DIRECTIONS FOR THIS TASK
Please copy each line below that contains the string "resolveUnixShellPathMock".

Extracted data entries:
▼
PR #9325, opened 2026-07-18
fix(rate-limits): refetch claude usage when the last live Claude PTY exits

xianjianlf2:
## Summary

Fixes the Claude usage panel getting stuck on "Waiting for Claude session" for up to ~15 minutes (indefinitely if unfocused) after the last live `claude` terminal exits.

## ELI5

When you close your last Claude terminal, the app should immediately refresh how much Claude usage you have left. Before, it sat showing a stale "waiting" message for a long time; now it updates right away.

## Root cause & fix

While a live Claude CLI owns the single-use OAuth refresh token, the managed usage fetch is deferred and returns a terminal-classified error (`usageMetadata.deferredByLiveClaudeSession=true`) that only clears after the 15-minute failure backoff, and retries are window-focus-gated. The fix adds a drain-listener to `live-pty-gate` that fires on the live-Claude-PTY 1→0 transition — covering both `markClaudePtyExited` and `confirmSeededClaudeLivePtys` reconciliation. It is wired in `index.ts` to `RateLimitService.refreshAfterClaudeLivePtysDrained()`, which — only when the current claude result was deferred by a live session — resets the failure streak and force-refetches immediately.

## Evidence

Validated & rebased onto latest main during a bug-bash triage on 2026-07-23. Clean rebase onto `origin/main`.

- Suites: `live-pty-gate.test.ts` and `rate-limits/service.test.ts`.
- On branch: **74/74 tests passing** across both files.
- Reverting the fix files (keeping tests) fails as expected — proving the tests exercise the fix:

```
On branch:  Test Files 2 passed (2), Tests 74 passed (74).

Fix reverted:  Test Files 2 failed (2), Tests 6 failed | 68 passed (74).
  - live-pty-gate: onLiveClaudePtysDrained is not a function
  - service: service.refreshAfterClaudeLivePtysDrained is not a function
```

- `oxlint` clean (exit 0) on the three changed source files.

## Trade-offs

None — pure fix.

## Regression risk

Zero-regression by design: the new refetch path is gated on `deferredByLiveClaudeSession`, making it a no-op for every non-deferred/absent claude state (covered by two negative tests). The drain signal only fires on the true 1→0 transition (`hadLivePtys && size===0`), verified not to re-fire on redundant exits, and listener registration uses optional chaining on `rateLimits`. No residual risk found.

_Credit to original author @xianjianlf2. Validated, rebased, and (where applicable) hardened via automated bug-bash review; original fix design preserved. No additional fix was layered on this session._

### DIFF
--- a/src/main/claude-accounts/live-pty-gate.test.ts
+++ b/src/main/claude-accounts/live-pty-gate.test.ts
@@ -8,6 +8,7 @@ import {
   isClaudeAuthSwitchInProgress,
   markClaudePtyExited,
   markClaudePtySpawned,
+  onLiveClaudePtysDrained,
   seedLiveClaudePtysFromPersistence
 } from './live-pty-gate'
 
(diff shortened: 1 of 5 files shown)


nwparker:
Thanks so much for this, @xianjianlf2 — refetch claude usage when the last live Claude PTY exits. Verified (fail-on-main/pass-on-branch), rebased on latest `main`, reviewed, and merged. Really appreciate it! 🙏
▲
▼
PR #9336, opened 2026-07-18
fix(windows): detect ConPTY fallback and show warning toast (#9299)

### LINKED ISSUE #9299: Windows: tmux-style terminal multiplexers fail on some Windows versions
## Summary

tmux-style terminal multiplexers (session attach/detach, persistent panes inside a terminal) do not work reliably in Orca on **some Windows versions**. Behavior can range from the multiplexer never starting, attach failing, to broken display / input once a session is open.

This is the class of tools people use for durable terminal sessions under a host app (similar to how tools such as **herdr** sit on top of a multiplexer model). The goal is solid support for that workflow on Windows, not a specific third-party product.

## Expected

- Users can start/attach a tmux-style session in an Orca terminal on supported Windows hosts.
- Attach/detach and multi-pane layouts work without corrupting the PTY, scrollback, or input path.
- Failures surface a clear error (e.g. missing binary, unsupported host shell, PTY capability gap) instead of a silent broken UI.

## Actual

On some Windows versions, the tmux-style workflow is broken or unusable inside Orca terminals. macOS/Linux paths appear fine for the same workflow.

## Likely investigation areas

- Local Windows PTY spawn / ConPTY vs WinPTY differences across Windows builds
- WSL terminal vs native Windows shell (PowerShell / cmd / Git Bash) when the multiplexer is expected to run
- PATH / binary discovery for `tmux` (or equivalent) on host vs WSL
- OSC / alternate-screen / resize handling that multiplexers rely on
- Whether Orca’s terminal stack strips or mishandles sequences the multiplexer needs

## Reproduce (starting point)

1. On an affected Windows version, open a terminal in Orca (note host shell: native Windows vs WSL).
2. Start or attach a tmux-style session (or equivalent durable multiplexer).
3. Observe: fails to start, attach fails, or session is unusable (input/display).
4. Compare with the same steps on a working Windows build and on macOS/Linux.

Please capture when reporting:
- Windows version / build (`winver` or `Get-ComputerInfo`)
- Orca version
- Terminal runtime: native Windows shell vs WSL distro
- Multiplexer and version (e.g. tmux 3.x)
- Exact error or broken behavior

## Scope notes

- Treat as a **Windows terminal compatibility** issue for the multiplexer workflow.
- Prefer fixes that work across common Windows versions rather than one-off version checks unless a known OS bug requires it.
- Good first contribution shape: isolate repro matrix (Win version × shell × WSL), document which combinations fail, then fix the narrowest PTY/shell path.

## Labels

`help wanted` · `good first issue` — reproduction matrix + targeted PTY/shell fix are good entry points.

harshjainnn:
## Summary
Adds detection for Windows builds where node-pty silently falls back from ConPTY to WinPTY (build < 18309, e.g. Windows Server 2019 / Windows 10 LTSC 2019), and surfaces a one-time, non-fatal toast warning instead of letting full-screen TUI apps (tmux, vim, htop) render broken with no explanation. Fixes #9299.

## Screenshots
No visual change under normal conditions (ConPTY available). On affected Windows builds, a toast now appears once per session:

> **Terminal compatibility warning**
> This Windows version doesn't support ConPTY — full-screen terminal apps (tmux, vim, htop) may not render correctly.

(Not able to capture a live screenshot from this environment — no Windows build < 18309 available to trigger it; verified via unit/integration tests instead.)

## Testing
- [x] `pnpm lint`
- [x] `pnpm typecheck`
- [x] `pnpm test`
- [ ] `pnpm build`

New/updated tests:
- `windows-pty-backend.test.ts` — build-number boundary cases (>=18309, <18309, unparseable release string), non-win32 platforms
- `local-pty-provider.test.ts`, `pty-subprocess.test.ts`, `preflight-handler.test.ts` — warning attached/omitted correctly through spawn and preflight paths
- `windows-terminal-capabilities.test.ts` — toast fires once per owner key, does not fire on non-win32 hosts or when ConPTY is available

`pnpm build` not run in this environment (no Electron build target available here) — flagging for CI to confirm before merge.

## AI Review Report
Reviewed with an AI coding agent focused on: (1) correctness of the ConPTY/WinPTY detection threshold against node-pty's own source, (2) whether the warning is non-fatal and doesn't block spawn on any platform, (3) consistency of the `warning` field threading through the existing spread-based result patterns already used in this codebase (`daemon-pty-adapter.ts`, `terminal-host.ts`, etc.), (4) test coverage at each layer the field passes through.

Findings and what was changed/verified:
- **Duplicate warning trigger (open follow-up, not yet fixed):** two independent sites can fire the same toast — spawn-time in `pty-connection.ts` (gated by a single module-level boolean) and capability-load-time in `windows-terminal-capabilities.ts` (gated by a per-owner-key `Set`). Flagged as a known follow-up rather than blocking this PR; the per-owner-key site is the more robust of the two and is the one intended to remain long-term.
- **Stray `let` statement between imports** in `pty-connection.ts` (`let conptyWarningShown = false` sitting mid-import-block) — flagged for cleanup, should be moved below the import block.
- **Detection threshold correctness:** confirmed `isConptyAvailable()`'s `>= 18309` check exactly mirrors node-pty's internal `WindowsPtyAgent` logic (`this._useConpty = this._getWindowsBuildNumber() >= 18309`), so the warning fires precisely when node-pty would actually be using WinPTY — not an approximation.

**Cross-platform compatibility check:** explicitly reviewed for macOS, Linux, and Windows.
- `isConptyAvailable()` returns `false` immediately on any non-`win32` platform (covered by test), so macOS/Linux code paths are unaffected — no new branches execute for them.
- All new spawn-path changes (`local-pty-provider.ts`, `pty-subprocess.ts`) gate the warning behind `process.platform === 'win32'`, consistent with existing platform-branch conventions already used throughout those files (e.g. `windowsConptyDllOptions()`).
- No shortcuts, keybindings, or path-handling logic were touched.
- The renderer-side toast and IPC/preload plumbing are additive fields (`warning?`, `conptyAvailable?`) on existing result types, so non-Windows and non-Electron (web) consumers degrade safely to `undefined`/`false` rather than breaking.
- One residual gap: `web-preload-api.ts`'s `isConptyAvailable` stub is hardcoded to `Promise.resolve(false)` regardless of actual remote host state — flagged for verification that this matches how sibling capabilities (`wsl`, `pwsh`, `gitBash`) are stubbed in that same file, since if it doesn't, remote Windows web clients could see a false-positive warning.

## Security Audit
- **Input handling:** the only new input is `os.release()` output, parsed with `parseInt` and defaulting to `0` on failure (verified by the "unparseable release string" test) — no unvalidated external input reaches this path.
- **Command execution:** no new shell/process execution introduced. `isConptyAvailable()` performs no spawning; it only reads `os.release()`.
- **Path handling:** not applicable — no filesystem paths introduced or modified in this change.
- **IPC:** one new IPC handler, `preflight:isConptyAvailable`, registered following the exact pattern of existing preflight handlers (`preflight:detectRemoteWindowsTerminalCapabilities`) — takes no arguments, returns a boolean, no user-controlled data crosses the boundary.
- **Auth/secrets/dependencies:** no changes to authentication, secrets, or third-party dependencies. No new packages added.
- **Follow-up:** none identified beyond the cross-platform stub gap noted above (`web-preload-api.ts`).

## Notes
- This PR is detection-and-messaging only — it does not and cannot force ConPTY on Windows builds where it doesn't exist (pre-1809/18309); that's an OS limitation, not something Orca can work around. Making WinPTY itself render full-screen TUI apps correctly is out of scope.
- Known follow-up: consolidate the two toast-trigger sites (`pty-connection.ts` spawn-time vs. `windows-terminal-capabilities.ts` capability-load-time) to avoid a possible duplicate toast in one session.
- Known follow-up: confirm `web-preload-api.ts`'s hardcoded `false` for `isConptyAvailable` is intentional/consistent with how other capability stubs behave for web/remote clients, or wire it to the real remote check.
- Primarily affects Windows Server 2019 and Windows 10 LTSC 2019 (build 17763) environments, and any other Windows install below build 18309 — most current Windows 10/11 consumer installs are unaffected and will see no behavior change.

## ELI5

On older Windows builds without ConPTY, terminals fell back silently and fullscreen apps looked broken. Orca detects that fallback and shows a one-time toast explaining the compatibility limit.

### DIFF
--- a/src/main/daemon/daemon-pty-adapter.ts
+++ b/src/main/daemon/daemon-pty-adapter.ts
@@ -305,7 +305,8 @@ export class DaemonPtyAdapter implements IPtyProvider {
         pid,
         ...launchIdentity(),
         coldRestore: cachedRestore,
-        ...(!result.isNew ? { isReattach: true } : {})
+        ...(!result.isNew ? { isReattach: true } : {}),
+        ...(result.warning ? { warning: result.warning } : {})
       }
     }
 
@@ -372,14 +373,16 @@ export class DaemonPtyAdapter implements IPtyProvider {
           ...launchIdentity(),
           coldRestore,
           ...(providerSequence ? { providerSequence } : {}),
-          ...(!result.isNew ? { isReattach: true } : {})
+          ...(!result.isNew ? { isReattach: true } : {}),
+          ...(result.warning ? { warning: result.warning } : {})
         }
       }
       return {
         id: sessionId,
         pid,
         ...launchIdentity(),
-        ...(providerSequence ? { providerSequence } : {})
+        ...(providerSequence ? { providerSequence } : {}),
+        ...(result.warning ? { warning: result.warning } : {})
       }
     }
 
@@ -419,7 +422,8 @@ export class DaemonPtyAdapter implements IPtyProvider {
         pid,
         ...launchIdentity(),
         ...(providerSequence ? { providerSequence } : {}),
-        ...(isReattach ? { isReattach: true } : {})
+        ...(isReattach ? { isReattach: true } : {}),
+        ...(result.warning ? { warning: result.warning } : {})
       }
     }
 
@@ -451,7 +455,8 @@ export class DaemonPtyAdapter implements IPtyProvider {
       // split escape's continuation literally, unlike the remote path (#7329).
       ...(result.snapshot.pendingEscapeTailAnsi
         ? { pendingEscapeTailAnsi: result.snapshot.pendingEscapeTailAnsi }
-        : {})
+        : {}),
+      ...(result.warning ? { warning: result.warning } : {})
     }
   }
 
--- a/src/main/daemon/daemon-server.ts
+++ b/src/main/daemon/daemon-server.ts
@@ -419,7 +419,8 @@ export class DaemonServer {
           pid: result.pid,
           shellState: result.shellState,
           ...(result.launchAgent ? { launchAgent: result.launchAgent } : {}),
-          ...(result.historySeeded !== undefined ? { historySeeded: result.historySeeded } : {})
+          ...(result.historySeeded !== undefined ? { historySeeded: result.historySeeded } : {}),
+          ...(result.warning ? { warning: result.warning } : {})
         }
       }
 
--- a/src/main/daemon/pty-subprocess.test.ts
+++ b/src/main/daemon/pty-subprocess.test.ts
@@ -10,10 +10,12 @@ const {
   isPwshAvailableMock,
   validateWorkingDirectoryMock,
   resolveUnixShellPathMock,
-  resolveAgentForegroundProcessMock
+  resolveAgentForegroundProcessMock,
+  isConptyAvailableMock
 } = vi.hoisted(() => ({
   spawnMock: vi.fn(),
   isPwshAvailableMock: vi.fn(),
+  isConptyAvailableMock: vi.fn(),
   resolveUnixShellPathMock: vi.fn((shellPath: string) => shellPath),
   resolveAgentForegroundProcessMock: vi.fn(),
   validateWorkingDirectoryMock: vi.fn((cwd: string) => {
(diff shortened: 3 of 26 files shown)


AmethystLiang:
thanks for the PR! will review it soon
▲
WRITTEN ANSWER
   resolveUnixShellPathMock,
   resolveUnixShellPathMock: vi.fn((shellPath: string) => shellPath),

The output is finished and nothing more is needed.